The new definition records that 1,223 people in England and Wales died in 1997 from drug-related accidents, 474 from drug-related suicides and 418 where the cause of death was undetermined but where drugs were involved.

Social Trends reports that 61 British motorists, passengers and pedestrians killed in road accidents in 1997 tested positive for illegal drugs and 27 for medicinal drugs. A further 97 were over the legal limit for alcohol.

Figures for drug-related deaths in England and Wales have remained at about 700 per year since 1994, with the total for Scotland about 120.

Social Trends includes a special report, compiled by the Institute for the Study of Drug Dependence, giving an over-view of the extent and consequences of drug use in Britain.

The report includes statistics demonstrating the widespread use of illicit substances, particularly among the younger population.

Home Office research shows that 57 per cent of men between 20 and 24 have tried illegal drugs and more than half of the total number of people arrested by police in Manchester, London and Cambridge tested positive for cannabis.

Police seizures of cannabis increased seven-fold between 1991 and 1996. The report also notes a "worrying" increase in seizures of heroin.

It concludes that despite the efforts of researchers there are still serious gaps in our knowledge of the extent of drug use in Britain.

The report states: "We cannot describe adequately those who are not receiving treatment, nor can we show how drugs are impacting on communities.

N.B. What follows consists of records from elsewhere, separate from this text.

Issue #442, opened 2020-03-03
Modals API Inconsistency - Part 2


mikrotron:
### Problem
Modal components `<Modal>` and `<Takeover>` do not have generic dialog props that the `<SidePanel>` does, namely `zIndex` and `a11yText`.  

### Solution
Add those two props to both  `<Modal>` and `<Takeover>`.

nahumzs:
does the following has been addressed?

> There is an inconsistency with the SidePanel lacking a <SidePanel.Content /> subcomponent. Takeover and Modal accept a <Modal.Content /> or <Takeover.Content /> subcomponent, the SidePanel shouldn't impose or modify the padding in their container div that is the responsibility for the subcomponent Content.

mikrotron:
> does the following has been addressed?
> 
> > There is an inconsistency with the SidePanel lacking a <SidePanel.Content /> subcomponent. Takeover and Modal accept a <Modal.Content /> or <Takeover.Content /> subcomponent, the SidePanel shouldn't impose or modify the padding in their container div that is the responsibility for the subcomponent Content.

No, but I've moved that to a new issue (https://github.com/acl-services/paprika/issues/495) and will close this one now.

PR #492, opened 2020-04-22
STAR-199  Add zIndex props to layered components 🐐

mikrotron:
### Purpose 🚀
Establish a consistent API pattern for `zIndex` props (like the `<Popover>`) for all "layered" Paprika components.

### Notes ✏️
- Propagated the `zIndex` prop for `<SidePanel>` to it's `<Overlay>` element as well.
- Added a `zIndex` prop to the `<Overlay>` component (which is shared by `<Takeover>` + `<Modal>`.
- Added `zIndex` to `<Takeover>` and `<Modal>`.
- `<DropdownMenu>`, `<Confirmation>` and `<DatePicker>` already propagate `moreProps` to their internal `<Popover>` components (including a `zIndex`).
- Added an explicit `zIndex` to `<DropdownMenu>` that will be cloned to its `<Confirmation>` for convenience.
- Added / adjusted several `data-pka-anchor` attributes.
- Also added `a11yText` props to `<SidePanel>` and `<Takeover>`.
- **BREAKING CHANGE**: eliminated exports of `<Overlay.Wrapper>` and `<Overlay.Backdrop>` (low impact) 

### Updates 📦
- [x] MAJOR (breaking) change to `@paprika/overlay`
- [x] MINOR (backward compatible) change to `@paprika/modal`, `@paprika/takeover`
- [x] PATCH (bug fix) change to `@paprika/sidepanel`, `@paprika/dropdown-menu`, `@paprika/confirmation`, `@paprika/popover`, `@paprika/date-picker`

### Storybook 📕
http://storybooks.highbond-s3.com/paprika/STAR-199--add-zindexes

### References 🔗
https://aclgrc.atlassian.net/browse/STAR-199
https://github.com/acl-services/paprika/issues/442


packages/Confirmation/src/Confirmation.js
```diff
@@ -10,50 +10,52 @@ import TriggerButton from "./components/TriggerButton";
 import { confirmStyles, confirmBodyStyles, confirmFooterStyles } from "./Confirmation.styles";
 
 const propTypes = {
+  body: PropTypes.node,
```
mikrotron, line 13: I started making changes to this `Confirmation.js` file, then realized it was unnecessary.  Rather than revert some code tidy up, I left it in here, but none of it introduces any changes.

packages/DropdownMenu/src/DropdownMenu.js
```diff
@@ -11,32 +10,37 @@ import Item from "./components/Item";
 import { contentStyles } from "./DropdownMenu.styles";
 
 const propTypes = {
-  /** Alignment of the dropdown menu */
-  align: PropTypes.oneOf(AlignTypes.ALL),
+  /** Alignment of the Popover */
+  align: Popover.propTypes.align,
```
mikrotron, line 14: `eslint` warns me about this, but it seems like a good way to keep these propTypes in sync.

packages/DropdownMenu/src/DropdownMenu.js
```diff
@@ -129,6 +133,7 @@ function DropdownMenu(props) {
         getPositioningElement: () => document.getElementById(triggerId.current),
         offset: popoverOffset,
         onClose: handleCloseMenu,
+        zIndex,
```
mikrotron, line 136: Ensure the `Confirmation` Popover also gets put on the same `z-index` layer.

packages/DropdownMenu/src/DropdownMenu.js
```diff
@@ -159,11 +164,12 @@ function DropdownMenu(props) {
       align={align}
       offset={popoverOffset}
       isOpen={isOpen}
+      edge={edge}
+      zIndex={zIndex}
+      {...moreProps}
```
mikrotron, line 169: Moved this above `onClose` to unsure there's no way that can be overridden by the consumer.

packages/Overlay/src/Overlay.js
```diff
@@ -5,8 +5,7 @@ import FocusLock from "react-focus-lock";
 import LockBodyScroll from "@paprika/helpers/lib/components/LockBodyScroll";
 import Portal from "@paprika/helpers/lib/components/Portal";
 import tokens from "@paprika/tokens";
-import Wrapper from "./Wrapper";
-import Backdrop from "./Backdrop";
+import * as sc from "./Overlay.styles";
```
mikrotron, line 8: Aligning with our more current practice of exporting styled components from a `.styles.js` file and importing all to a `sc` object.

packages/Overlay/src/index.js
```diff
@@ -1,3 +1 @@
 export { default } from "./Overlay";
-export { default as Backdrop } from "./Backdrop";
-export { default as Wrapper } from "./Wrapper";
```
mikrotron, line 3: This is a breaking change to the API 💥 
No Paprika components were consuming these however, and it seems unlikely that our apps would be.

packages/Popover/src/Popover.js
```diff
@@ -89,7 +90,7 @@ const defaultProps = {
   getPositioningElement: null,
   getScrollContainer: null,
   shouldKeepFocus: false,
-  zIndex: 1,
+  zIndex: zValue(1),
```
mikrotron, line 93: I would like to revisit all of the `default` values for `zIndex` props and align to a seven-layer model (for example the ListBox.Popover has a default of an arbitrary `100`). 

However, some thought needs to go into that, so for now I am not introducing any changes.

packages/SidePanel/src/components/Overlay/Overlay.js
```diff
@@ -1,44 +1,44 @@
...
-  const { onClose, hasOutsideClick, ...moreProps } = props;
   const handleClick = () => {
     if (hasOutsideClick) {
       onClose();
     }
   };
 
-  const vh = visuallyHidden;
+  const overlayProps = {
+    a11yText: I18n.t("close"),
```
mikrotron, line 34: Using this (`aria-label`) instead of a `visuallyHidden` `<span>` in the `children`.

packages/Takeover/src/Takeover.js
```diff
@@ -1,35 +1,44 @@
...
+  zIndex: PropTypes.number,
 };
 
 const defaultProps = {
-  onAfterClose: () => {},
+  a11yText: null,
   onClose: () => {},
+  onAfterClose: () => {},
   onAfterOpen: () => {},
+  zIndex: zValue(5),
```
mikrotron, line 37: Why 5? 🤷‍♂️

packages/Takeover/stories/Takeover.stories.js
```diff
@@ -80,21 +82,22 @@ storiesOf("Takeover", module)
...
+
   .add("with nested Popover", () => (
     <TakeoverStory>
       <Takeover.Content>
         <p>
           This example demonstrates how the Popover handles focus when created inside of a Takeover. Click the icons
           below to see how the popovers behave.
         </p>
-        <Popover>
+        <Popover zIndex={11}>
```
mikrotron, line 93: Technically `6` would work here.  Again, I think we need a deliberate set of guidelines for what goes on what level... but because the Takeover is already at a certain level, a Popover "inside" a Takeover may need to be on a higher... uh... plane?

packages/Takeover/src/Takeover.js
mikrotron: Also, I don't consider this a breaking change, but it's possible that it _could_ affect how an app renders a view with the Takeover.

packages/DropdownMenu/src/DropdownMenu.js
alexzherdev: Yeah the warning is for when you remove proptypes from production builds. In a certain configuration of that babel plugin, this line would start throwing.
We don't do that, but it'd be interesting to see what impact on the bundle size that would have.

mikrotron: If propTypes are removed, then this would be removed too, so it wouldn't throw an error? 
If an error is thrown in a forest that doesn't exist, does anyone hear the build fail? 🤔

alexzherdev: Oh I think you're right 🤦 I'm not too familiar with situations like this.

PR #494, opened 2020-04-24
STAR-156 Extract calendar component

DanilAgafonov:
### Purpose 🚀
Work on DateRangePicker component is in progress. But we can't finish it due Calendar is a part of DatePicker component.

The ideas of this PR:
1. extract Calendar as first-class citizen
2. but current version of Calendar allow to select only one date, so we want to introduce another new component to select date range on calendar view

Names of this components is a topic to discuss, but currently we decided to use: `SingleDateCalendar` and `DateRangeCalendar`.

### Updates 📦
- [x] MAJOR (breaking) change to `@paprika/l10n` (see commits for comments)
- [x] New `@paprika/calendar` component

### Storybook 📕
http://storybooks.highbond-s3.com/paprika/STAR-156-extract-calendar-component

### References 🔗


DanilAgafonov:
For next approach:
1. README.md
2. Find out why calendar resets showing month to current one after selecting date in not current month
3. Implement `DateRangeCalendar`

mikrotron:
In Storybook, this component looks amazing 😍! It seems to work perfectly, and I'm very happy with it.  I have only done a quick look through at the code, and what did concern me is how similar the two calendar components are – a lot of the code is duplicated.  Do you think it would be possible to compose the `<SingleDate>` version out of the `<DateRange>` version? 

Since it is unlikely that anyone is going to consume these components directly in their app, I'm not too concerned about this _right now_ and since it works, it may be reasonable to merge this now, and get the `<DateRangePicker>` completed first.  But I'm interested to know what you think we can do to make this more maintainable in the future, and maybe capture it in a GitHub issue which we can revisit later.

packages/L10n/src/locales/en.yml
```diff
@@ -33,8 +33,9 @@ en:
       confirm: Save
       decline: Decline
     datePicker:
-      calendar_header_format: MMMM YYYY
```
mikrotron, line 36: Is this the breaking change?

alexzherdev:
Didn't have a chance to give this a review, but curious why put two components in the same package? Having to use that `lib` export is not ideal.

DanilAgafonov:
@mikrotron 
> a lot of the code is duplicated. Do you think it would be possible to compose the <SingleDate> version out of the <DateRange> version?

Yes, I am 100% agree, there is a lot of duplications. But it is hard for me to imagine how one component can be composed out of another. The only possibility to DRY the code I see is extract some logic to custom hooks. And I think hooks the only option that can be used in React in such cases. (citation from react docs: "Hooks allow you to reuse stateful logic without changing your component hierarchy.")

@alexzherdev 
> why put two components in the same package?
The main reason: there is to many shared code. Especially styles. And both components uses same set of dependencies. If we split them, then it would be harder to maintain them (in case if we will need to change styles or update deps).

packages/L10n/src/locales/en.yml
DanilAgafonov: Yes.

Note: every time when I introduce breaking change, I do commit with `!` in message and write some comment why this change considered as breaking.

Example:
image

mikrotron:
> The main reason: there is too much shared code. Especially styles. And both components uses same set of dependencies. If we split them, then it would be harder to maintain them (in case if we will need to change styles or update deps).

Reasonable. But what about exporting a default, I suggest the `SingleDate` version, as `<Calendar>`, and then the `DateRange` version as `<Calendar.Range>`? Or it could be the other way around.  What do you think? We do something similar with `<Button>` where the most common use case is just `<Button>` but then we support other common variants as `<Button.Icon>` and `<Button.Close>`.

allison-c:
Code looks good to me!

>Reasonable. But what about exporting a default, I suggest the SingleDate version, as <Calendar>, and then the DateRange version as <Calendar.Range>? Or it could be the other way around. What do you think? We do something similar with <Button> where the most common use case is just <Button> but then we support other common variants as <Button.Icon> and <Button.Close>.

Personally, I prefer the current implementation, `react-dates` is also using this pattern, if the consumer really needs to reduce the bundle size, they'll need to import from `lib` . I like it because it's more clear than making `DateRangeCalendar ` as a sub-component of `SingleDateCalendar`, I think they should be on the same level

PR #381, opened 2020-02-26
[R4R] Update fees risky cdps

jmaheswaran:
This is for the implementation to automatically update fees for risky CDPs


x/cdp/keeper/fees.go
```diff
@@ -27,6 +28,46 @@ func (k Keeper) CalculateFees(ctx sdk.Context, principal sdk.Coins, periods sdk.
...
+// set cdp.FeesLastUpdated to the current block time (ie. ctx.BlockTime())
+
+// UpdateFeesForRiskyCdps calculates fees for risky CDPs
+// The overall logic is first select the CDPs with 10% of the liquidation ratio
+// Then we call calculate fees on each of those CDPs
+// Next we store the result of the fees in the cdp.AccumulatedFees field
+// Finally we set the cdp.FeesUpdated time to the current block time (ctx.BlockTime()) since that
+// is when we made the update
+// TODO - QUESTION - this method signature should only take (ctx sdk.Context, cp types.Params) as parameters? Is this correct?
+// TODO - QUESTION - is types.CollateralParam the correct type?
```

We cannot say much about the degree to which drugs are available on our streets."

Last night Harry Shapiro, spokesman for the Institute for the Study of Drug Dependence, said: "We must realise that this wider definition of drug-misuse related deaths includes people who would not normally be regarded as drug-users, but who use drugs, including paracetamol, as a vehicle for suicide."

He pointed out that even with the wider definition of drug-related deaths, the figure was only a fraction of the 140,000 people who died from tobacco and alcohol misuse each year.

He said: "What we really need to know is how many people are reporting for treatment at accident and emergency departments. Who are the people being admitted, under what conditions and after using what drugs?"